■ Activity ■
Among the records, find the lines that hold the string "yanix" and return them.

[Material provided Boundary: Start]

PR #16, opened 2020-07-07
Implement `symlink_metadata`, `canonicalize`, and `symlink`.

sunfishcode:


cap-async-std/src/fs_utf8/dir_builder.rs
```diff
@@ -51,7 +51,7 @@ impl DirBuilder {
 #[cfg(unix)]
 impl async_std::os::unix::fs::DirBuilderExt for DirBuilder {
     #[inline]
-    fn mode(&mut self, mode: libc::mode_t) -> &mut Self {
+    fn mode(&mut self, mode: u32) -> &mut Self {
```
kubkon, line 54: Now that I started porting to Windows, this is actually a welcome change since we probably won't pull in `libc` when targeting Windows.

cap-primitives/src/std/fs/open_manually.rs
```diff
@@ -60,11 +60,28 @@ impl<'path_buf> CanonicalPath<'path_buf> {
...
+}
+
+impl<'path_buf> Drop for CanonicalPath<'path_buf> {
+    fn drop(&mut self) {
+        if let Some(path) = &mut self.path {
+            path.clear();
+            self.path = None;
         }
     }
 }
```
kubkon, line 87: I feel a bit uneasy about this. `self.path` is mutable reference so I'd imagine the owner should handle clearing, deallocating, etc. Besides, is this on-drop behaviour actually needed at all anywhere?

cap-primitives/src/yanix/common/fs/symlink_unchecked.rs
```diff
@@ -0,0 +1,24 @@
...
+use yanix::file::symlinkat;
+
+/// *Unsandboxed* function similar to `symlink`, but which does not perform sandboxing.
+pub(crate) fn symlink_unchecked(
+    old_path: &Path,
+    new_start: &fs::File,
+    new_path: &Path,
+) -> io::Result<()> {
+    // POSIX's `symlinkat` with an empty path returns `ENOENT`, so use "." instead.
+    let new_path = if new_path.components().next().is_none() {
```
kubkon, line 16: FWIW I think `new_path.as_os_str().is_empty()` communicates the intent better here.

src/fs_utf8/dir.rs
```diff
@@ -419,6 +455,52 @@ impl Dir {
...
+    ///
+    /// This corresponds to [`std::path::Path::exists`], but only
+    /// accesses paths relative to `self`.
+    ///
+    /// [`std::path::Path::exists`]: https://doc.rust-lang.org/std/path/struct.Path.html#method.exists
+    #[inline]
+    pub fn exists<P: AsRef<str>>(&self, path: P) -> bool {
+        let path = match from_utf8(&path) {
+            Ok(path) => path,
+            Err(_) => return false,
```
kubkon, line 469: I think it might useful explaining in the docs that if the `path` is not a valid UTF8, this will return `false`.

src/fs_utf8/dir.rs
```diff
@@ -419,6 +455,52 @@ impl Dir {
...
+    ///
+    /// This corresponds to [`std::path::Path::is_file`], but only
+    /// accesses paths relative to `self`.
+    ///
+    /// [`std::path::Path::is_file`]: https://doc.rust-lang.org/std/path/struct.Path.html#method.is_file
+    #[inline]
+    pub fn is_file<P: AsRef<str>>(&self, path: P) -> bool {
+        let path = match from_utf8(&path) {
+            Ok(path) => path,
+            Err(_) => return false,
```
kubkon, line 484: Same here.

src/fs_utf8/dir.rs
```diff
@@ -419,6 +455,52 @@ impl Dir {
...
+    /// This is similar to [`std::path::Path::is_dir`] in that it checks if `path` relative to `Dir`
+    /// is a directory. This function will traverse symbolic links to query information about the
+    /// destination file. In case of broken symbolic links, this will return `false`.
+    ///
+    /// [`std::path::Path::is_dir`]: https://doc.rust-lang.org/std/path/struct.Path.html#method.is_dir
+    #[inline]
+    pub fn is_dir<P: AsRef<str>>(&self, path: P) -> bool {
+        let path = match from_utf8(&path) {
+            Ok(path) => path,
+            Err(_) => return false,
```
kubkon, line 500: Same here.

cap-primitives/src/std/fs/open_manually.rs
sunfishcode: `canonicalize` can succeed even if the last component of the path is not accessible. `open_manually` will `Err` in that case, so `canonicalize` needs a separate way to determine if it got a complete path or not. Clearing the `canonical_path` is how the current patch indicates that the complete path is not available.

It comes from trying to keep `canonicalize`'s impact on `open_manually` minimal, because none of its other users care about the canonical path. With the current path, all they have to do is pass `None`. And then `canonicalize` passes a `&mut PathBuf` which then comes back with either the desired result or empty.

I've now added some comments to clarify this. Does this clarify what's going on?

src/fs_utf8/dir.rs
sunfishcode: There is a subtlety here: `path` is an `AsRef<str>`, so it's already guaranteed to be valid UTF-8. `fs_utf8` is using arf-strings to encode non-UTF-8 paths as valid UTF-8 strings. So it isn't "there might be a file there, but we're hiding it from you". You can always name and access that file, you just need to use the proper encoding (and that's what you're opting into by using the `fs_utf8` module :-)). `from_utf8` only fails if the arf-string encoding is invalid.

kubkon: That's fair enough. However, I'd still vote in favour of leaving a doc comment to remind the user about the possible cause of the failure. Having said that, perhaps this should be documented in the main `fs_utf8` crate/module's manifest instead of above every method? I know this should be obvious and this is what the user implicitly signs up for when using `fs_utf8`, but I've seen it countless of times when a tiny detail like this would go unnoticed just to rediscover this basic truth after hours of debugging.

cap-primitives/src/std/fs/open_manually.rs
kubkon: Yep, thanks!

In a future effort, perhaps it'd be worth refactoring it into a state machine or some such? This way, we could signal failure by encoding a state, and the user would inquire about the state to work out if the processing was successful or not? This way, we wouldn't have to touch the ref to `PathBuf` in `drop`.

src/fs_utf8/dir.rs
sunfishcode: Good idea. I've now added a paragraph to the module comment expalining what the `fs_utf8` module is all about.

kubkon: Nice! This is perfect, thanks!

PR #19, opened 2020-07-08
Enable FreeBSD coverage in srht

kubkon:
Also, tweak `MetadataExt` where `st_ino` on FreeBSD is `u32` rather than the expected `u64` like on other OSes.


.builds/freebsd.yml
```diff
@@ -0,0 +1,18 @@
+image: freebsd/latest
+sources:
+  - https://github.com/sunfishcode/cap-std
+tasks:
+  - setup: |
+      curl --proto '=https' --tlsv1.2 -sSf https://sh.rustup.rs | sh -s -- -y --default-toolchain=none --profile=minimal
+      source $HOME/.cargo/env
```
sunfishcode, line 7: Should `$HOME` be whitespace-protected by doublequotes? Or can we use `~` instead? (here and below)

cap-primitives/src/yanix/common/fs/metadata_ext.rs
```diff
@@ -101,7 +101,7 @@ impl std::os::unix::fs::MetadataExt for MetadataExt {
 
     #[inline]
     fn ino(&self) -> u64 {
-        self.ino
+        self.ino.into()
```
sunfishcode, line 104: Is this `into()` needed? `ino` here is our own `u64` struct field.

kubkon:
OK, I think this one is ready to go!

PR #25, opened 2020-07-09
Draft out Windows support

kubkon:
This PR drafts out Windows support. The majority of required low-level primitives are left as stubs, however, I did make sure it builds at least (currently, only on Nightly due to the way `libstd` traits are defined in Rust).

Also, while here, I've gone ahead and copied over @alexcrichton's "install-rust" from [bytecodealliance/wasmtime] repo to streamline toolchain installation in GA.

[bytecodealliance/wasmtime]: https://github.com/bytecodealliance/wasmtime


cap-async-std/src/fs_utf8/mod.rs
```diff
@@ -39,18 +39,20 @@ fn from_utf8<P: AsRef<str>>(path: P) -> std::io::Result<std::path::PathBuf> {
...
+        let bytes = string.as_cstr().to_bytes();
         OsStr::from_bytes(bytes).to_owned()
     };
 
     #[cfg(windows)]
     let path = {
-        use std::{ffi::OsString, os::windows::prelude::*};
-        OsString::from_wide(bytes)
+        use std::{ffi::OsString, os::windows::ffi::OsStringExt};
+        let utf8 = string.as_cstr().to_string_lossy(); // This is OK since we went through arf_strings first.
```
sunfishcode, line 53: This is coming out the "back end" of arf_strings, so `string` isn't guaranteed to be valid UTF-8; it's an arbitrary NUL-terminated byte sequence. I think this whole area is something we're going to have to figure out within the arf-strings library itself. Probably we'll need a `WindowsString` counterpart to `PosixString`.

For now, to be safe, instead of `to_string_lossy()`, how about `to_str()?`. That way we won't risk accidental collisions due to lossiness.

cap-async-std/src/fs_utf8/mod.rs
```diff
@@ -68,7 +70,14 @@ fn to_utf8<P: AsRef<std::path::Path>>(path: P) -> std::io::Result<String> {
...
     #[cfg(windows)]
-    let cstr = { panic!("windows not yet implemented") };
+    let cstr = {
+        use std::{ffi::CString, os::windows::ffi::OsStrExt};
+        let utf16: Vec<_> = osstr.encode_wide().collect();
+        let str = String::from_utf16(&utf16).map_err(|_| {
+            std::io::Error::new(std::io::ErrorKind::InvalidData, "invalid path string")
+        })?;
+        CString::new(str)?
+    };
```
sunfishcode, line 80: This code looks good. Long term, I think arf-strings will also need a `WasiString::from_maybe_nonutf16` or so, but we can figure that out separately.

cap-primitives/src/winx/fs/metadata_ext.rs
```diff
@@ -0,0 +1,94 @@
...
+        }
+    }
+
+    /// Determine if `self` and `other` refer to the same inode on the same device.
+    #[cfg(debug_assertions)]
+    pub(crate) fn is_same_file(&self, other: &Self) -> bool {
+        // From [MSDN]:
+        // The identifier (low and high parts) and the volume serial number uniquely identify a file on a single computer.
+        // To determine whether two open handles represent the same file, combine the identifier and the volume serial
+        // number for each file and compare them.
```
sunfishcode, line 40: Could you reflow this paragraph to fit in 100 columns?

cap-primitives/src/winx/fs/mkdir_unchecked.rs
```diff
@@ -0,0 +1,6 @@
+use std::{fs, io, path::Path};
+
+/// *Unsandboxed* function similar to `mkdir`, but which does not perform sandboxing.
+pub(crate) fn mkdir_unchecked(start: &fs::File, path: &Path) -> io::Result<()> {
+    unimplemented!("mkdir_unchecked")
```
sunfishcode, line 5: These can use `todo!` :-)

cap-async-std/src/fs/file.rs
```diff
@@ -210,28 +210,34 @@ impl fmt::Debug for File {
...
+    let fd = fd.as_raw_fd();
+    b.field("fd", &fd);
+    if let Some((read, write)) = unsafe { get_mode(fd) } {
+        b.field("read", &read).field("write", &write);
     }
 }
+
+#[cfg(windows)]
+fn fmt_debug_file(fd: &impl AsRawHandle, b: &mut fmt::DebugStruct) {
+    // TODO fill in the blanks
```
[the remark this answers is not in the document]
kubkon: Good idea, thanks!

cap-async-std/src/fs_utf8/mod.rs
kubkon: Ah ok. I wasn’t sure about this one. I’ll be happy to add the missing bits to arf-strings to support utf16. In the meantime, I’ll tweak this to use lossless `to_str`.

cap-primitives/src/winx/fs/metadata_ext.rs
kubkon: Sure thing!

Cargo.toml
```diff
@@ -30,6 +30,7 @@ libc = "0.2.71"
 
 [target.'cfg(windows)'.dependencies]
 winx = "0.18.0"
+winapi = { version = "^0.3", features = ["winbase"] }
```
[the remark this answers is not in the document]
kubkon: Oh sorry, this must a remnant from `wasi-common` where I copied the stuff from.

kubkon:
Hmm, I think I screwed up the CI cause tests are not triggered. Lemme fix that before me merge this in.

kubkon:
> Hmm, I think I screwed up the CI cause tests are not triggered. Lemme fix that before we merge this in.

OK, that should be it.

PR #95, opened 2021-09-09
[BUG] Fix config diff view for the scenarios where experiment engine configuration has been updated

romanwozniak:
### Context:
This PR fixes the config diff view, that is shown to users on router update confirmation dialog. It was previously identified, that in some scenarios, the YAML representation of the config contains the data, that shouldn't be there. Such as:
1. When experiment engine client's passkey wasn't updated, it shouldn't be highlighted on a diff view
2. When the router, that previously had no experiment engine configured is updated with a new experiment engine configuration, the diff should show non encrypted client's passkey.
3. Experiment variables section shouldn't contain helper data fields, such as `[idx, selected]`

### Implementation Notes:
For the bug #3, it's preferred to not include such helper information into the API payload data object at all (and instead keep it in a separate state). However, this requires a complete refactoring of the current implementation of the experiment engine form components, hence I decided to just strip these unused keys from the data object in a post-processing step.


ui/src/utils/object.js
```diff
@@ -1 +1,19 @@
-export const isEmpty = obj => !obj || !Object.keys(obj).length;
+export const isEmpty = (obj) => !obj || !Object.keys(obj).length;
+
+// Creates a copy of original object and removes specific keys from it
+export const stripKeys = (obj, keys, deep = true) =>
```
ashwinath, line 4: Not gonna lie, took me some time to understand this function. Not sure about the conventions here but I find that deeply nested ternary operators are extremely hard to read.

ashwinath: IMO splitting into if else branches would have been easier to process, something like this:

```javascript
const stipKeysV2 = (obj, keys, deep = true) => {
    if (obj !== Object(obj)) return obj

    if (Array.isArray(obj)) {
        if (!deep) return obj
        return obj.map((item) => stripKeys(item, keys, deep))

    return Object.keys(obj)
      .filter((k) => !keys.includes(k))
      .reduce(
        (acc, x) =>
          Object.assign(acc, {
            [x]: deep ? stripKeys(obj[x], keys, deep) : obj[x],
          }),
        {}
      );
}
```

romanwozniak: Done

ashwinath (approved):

[Material provided Boundary: End]

■ Exercise result ■
cap-primitives/src/yanix/common/fs/symlink_unchecked.rs
+use yanix::file::symlinkat;
cap-primitives/src/yanix/common/fs/metadata_ext.rs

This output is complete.